13th Maharaja of Mysore
- Reign: 19 August 1659 – 11 February 1673
- Predecessor: Kanthirava Narasaraja I
- Successor: Chikka Devaraja
- Born: 25 May 1627
- Died: 11 February 1673 (aged 45)

Names
- Dodda Kempadevaraja Wodeyar
- House: Wodeyar
- Father: Devaraja

= Dodda Kempadevaraja =

Maharaja of Mysore from 1659 to 1673

Devaraja Wodeyar I (25 May 1627 – 11 February 1673) was the thirteenth maharaja of the Kingdom of Mysore from 1659 until 1673.

==Early years==
Devaraja Wodeyar I was born on 25 May 1627, the fourth son of Prince Devarajendra Wodeyar, by his second wife, Kempamamba Ammani Avaru. He was imprisoned along with his father at Hengul Fort in 1638, the year of incumbency of his cousin Kanthirava Narasaraja I. He was adopted and appointed heir apparent, with title Yuvaraja on 28 July 1659. He succeeded his cousin on the latter's death on 31 July 1659, and was installed on the Mysore throne on 19 August 1659.
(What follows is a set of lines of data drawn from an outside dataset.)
PR #1715, opened 2023-10-24
Use Cmake 3.21 and find_package to Find OpenSSL

sithlord48:
Split into #1713  and #1804 
- Require CMake 3.21+ (This needs 3.19 for OpenSSL 3.0+ support.)

## Contributor Checklist:

* [] I have NOT created a file in the `doc/newsfragments` directory *IF* it is a

### DIFF
--- a/.github/workflows/builds.yml
+++ b/.github/workflows/builds.yml
@@ -42,20 +42,45 @@ jobs:
     steps:
 
       # Preparation steps
-      - if: matrix.os == 'ubuntu:18.04'
-        name: Add repositories with newer git and cmake
+      - name: preinstall depends
         run: |
           apt-get update -y
           # software-properties-common is needed for add-apt-repository
           apt-get install -y software-properties-common gpg wget
           # actions/checkout@v3 wants newer git than what's in default repositories
           add-apt-repository ppa:git-core/ppa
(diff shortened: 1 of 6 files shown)


sithlord48:
> CMake 3.21 is only 2 years old and will not be available on some still supported Linux distributions that we build against.

The Already has to update the ci's cmake for ubuntu 18.04. Now it just does it for 20.04 as well.

shymega:
Adjusted grammar and spelling in the PR description.

Agree with @p12tic, even though CI supports newer distros, we still have some distro packages that don't have the version of CMake specified in this PR.

If we do merge this if changes are made, please can you add context to the commit message justifying the change?

Thank you.

sithlord48:
I updated cmake specificity in this patch because version 3.18+ is needed to correctly find the new library names for OpenSSL 3.0+ and later when we want to improve packaging 3.21 is better at a few key things in that part then 3.18

shymega:
@p12tic What do you think of bumping the CMake minimum version in later releases? Perhaps we could keep this PR as a draft/closed, then reanimate it for later Input Leap major releases? That way, @sithlord48's effort isn't completely lost, and we have a good starting point for the future needs.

South India during the time of Dodda Kempadevaraja.

==Rule==
During his rule, the last of the Vijayanagara rulers, Sriranga III, sought refuge in Bednur in Seringapatam. Soon afterwards, Sivappa Nayaka of Kelladi attacked Seringapatam with a large force, with the ostensible intention of restoring Vijayanagara rule at Seringapatam. However, the Mysore forces, led by Devaraja Wodeyar I, repulsed the attack and pursued the attackers into the malnad region to the west, where they captured more territory. Devaraja Wodeyar also abrogated his nominal allegiance to Vijayanagar and declared his kingdom to be independent of all connexions. Soon, the Naiks of Madura invaded Mysore as well; they too were repulsed and chased back into their own dominions, where Erode and Dharapuram were annexed to Mysore, and Trichonopoly was forced to pay tribute to Mysore.

Devaraja Wodeyar I died in Chiknayakanhalli on 11 February 1673. At the time of his death, the furthest outposts of the realm had considerably expanded. They extended to present-day Dharapuram in Coimbatore in the south, Sakrepatna in the west, and Salem in the east.